If running on the NCAR Casper cluster,
be sure to first load the Apptainer module via::
module load apptainer
It is recommended to set the **APPTAINER_TMPDIR** environment variable to a
directory where the user has write permissions to prevent issues with temporary
files exceeding the size of the /tmp directory.
See the
`Apptainer documentation `_
for more information.
Example::
export APPTAINER_TMP_DIR=/d1/${USER}/apptainer_tmp
Navigate to a working directory and pull an image from DockerHub, e.g.::
apptainer pull docker://dtcenter/metplus:5.1-latest
This will create a *.sif* file in the current directory,
e.g. **metplus_5.1-latest.sif**.
See :ref:`metplus-docker` for information about available images on DockerHub.
.. _apptainer-sample-input:
Sample Input Data
^^^^^^^^^^^^^^^^^
The Docker data volumes that contain sample input data provided on DockerHub are
not compatible with Apptainer. Therefore, sample input data must be obtained from from the METplus Data website.
Navigate to the `METplus Data `_
website. Next, navigate to the directory that corresponds to the vX.Y version that
will be run, e.g. `v5.1 `_
The names of sample data tar files include the corresponding use case category.
Download one or more of the sample data tar files and uncompress them into
a local directory. The directory that contains the uncompressed sample data
will need to be mounted to the container to make the data available inside it.
The **APPTAINER_BIND** environment variable can be used to mount directories to
the container. The local directory and the container directory will be separated
by a colon (:).
Mount the local directory (./input_data in this example) to the
/data/input/METplus_Data directory inside the container::
export APPTAINER_BIND="./input_data:/data/input/METplus_Data"

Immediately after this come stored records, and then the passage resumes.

PR #177, opened 2022-05-07
Refactor bids stream

timonmerk:
Main change: Generalize Bids Stream to Generic Stream class

I think for many problems data in in BIDS format won't be available. This leaves the main requirements of the ABC nm_stream to be:
 - channel names
 - channel types
 - bad channels
 - rereferencing
 - fs 
 - line_noise
and subsequently defintion of a "data" np array for offline processing.

Thus I renamed `nm_BidsStream` to be `nm_GenericStream`.

Also `scripts/pn_nm_batch_trd_data.py` shows an example of utilizing epoch based data into a "stream" of data. 
This has implications of epoch discontinuities, since concatenating might not be optimal in some cases.

The advantages are though that the general pipeline is followed one to one compared to the "online" pipeline, so all pipeline code, analysis, potting, decoding stays the same.

### DIFF
--- a/py_neuromodulation/nm_GenericStream.py
+++ b/py_neuromodulation/nm_GenericStream.py
@@ -1,4 +1,4 @@
-from typing import Optional, Iterable
+from typing import Optional, Iterable, Union
 import os
 import pathlib
 import mne
@@ -9,11 +9,11 @@ import timeit
 from py_neuromodulation import nm_IO, nm_generator, nm_stream
 
 
-class BidsStream(nm_stream.PNStream):
+class GenericStream(nm_stream.PNStream):
 
     PATH_ANNOTATIONS: str
     PATH_GRIDS: str
-    PATH_BIDS: str
+    PATH_DATA: str
     PATH_RUN: str
     LIMIT_DATA: bool
     LIMIT_LOW: int
@@ -23,10 +23,11 @@ class BidsStream(nm_stream.PNStream):
     raw_arr_data: np.array
     annot: mne.Annotations
     VERBOSE: bool = False
+    READ_BIDS: bool = False
 
     def __init__(
         self,
-        PATH_RUN,
+        PATH_RUN: str = None,
         PATH_SETTINGS: str = os.path.join(
             pathlib.Path(__file__).parent.resolve(), "nm_settings.json"
         ),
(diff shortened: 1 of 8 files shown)


richardkoehler:
@timonmerk  Thanks for the effort, I think actually a class for "generic" data (like numpy or pandas) is super helpful.
But I just had a look at the code to review it and it looked super overwhelming and I was even scared to start reviewing because there are sooo many variables:
grafik
 To be honest, I don't think an __init__ function should look like this, but I think there is maybe a simple solution. The reason that a function has this many variables is usually because it is trying to do many things at once. We are currently overwhelming the "Stream" class with too many concrete tasks or responsibilities. I think the way you conceptualized the "Stream" class is that it should basically only bring the different parts together, i.e. 
1. Fetch data
2. Pass data to "Run" (this returns the features)
3. Pass features to "Projection" (projected features are returned)
4. Pass features to "Model" (this returns a prediction)
5. Save results at the end
But I think the good news is that we have already established the different parts:
1. Fetch data is actually the job of the Stream itself. The information could be passed as the array, DataFrame, BIDSPath, port or other.
2. "Run": Preprocessing (ch_names, references, bads etc.) and feature calculation (fft etc.) are actually defined in the nm_settings.json and nmchannels.csv file standards!
3. "Projection": This information is stored in the grid file!
4. "Model" is loaded from a file (if decoding is wished)
So actually we have already moved all the parameters that we need to define to separate files, that is actually really cool and often recommended. I think it makes the rest much easier.
My ideal vision of using the Stream classes would be the following:
`import neuromodulation as nm

# This could be any type of Stream
stream = nm.XXXStream (
        path_settings = path_settings,
        path_nmchannels = path_nmchannels,
        path_out = path_out,
        path_grids = path_grids,
        verbose = True,
)
stream.load_model(
      path_model = path_model,
)
# This is the step where the stream would initialize the "Features", "Run" etc.
stream.initialize(
       data = np.array(xxxx),
      sfreq = 4000.0
)
# or
# stream.initialize(
#    bids_path = bids_path,
# )
# or
# stream.initialize(
#    port = 1972,
# )
stream.run()
`
What are your thoughts on this and what do you disagree with?

timonmerk:
#178 got merged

Running METplus in Apptainer
^^^^^^^^^^^^^^^^^^^^^^^^^^^^
The METplus wrappers inside the container come pre-configured so that
:ref:`sys_conf_input_base` is set to /data/input/METplus_Data.
Mounting the local data directory to this path will allow the use cases
to be run without the need to modify the default configuration.

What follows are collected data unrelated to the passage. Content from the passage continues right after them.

PR #753, opened 2019-05-27
Adsk Contrib - Rework ParseNumber.

BernardLefebvre:
Rework ParseNumber to avoid calling strlen and modifying the buffer.
Add tests.
Fix a file used by unit test.


hodoulp:

hodoulp:
Here is a friendly reminder that the branch will be merged this afternoon (New-York time).

PR #755, opened 2019-05-28
Limit current CI builds to master and RB- branches

michdolan:


hodoulp:
What about the `gh-pages` branch?

michdolan:
The gh-pages branch is static, since it represents the live website. There's really no way to detect a problem until it is merged. The gh-pages deployment comes from the whitelisted branches here, when a new tag is created, so those source PRs, on master and RB-* are where the doc build testing would be verified.

PR #760, opened 2019-06-04
Adsk Contrib - Fix some code smells

hodoulp:
Following the first complete `Sonar Cloud` static analysis on the OCIO source code, I checked the content of the report to see the kind of output it generates, and its usability. And I discovered several code smells which could be easily changed. I did not intent to fix all of them because it would have taken too much time.   The main goal is only to decrease the number to later trap important ones.


hodoulp:

hodoulp:
Python bindings seem to compile with C++17 instead of the expected C++11. The last commit adds the warning disabling while the long-term solution is to fix the C++ version discrepancy.

`[ 64%] Building CXX object src/bindings/python/CMakeFiles/PyOpenColorIO.dir/PyAllocationTransform.cpp.o
In file included from /home/travis/build/imageworks/OpenColorIO/src/bindings/python/PyAllocationTransform.cpp:29:`
`In file included from /usr/include/python2.7/Python.h:85:`
`/usr/include/python2.7/unicodeobject.h:534:5: error: 'register' storage class
      specifier is deprecated and incompatible with C++17
      [-Werror,-Wdeprecated-register]`
    register PyObject *obj,     /* Object */
 `   ^~~~~~~~~`

michdolan:
I got the impression that the C++17 warning is just Clang being forward thinking in its compiler warnings. I don't think GCC has the warning.

src/OpenColorIO/Exception.cpp
```diff
@@ -31,24 +31,34 @@ OF THIS SOFTWARE, EVEN IF ADVISED OF THE POSSIBILITY OF SUCH DAMAGE.
 OCIO_NAMESPACE_ENTER
 {
   
-    Exception::Exception(const char * msg) throw()
-    : std::runtime_error(msg)
-    {}
+Exception::Exception(const char * msg)
+    :   std::runtime_error(msg)
```
michdolan: Just a style question. Further down in this PR, an initializer list has one space between ":" and first initializer, but here there are three. Should those be consistent?

hodoulp: Yes, I will check and fix.

hodoulp: A 'tab' but preserve the existing 'style' in the file you change. That's will be another 'rule' to define when we will put in place `clang-tidy`.

michdolan: Agreed

src/OpenColorIO/Mutex.h
```diff
@@ -59,12 +59,18 @@ OCIO_NAMESPACE_ENTER
 
     /** Automatically acquire and release lock within enclosing scope. */
     template <class T>
-    class AutoLock {
+    class AutoLock
```
lgritz: In C++11, this should be std::lock_guard

PR #761, opened 2019-06-05
Adsk Contrib - Fix some Op equality bugs

hodoulp:
Following the last completed `Sonar Cloud` static analysis on the OCIO source code, I checked the content and noticed a bug around the `Op::operator==()`. Digging into the 'bug', I found that some cases were not working but the declaration is the right one.

The fix will not remove the detected 'bug' but it will still fix some existing bugs.

Note: I refactored a little bit the Ops to have the same layout for the equality operator. So, the next new Op could safely copy & paste the code of an existing Op.


hodoulp:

The :ref:`sys_conf_output_base` value is set to /data/output by default.
This directory can also be mounted to a local directory so the output from
a use case run can be accessed locally. Multiple directory mounts can be specified
by separating them by comma::
export APPTAINER_BIND="./input_data:/data/input/METplus_Data,./output_data:/data/output"
In this example, the directory **./output_data** will be populated with the
output from the use case.
To run a use case, run the **apptainer exec** command with the **.sif**
file that was created by the **apptainer pull** command and the call to the
**run_metplus.py** script as arguments::
apptainer exec metplus_5.1-latest.sif /metplus/METplus/ush/run_metplus.py /metplus/METplus/parm/use_cases/met_tool_wrapper/GridStat/GridStat.conf
Note that the full path to the run_metplus.py script and the configuration file for the use case you are running must be provided.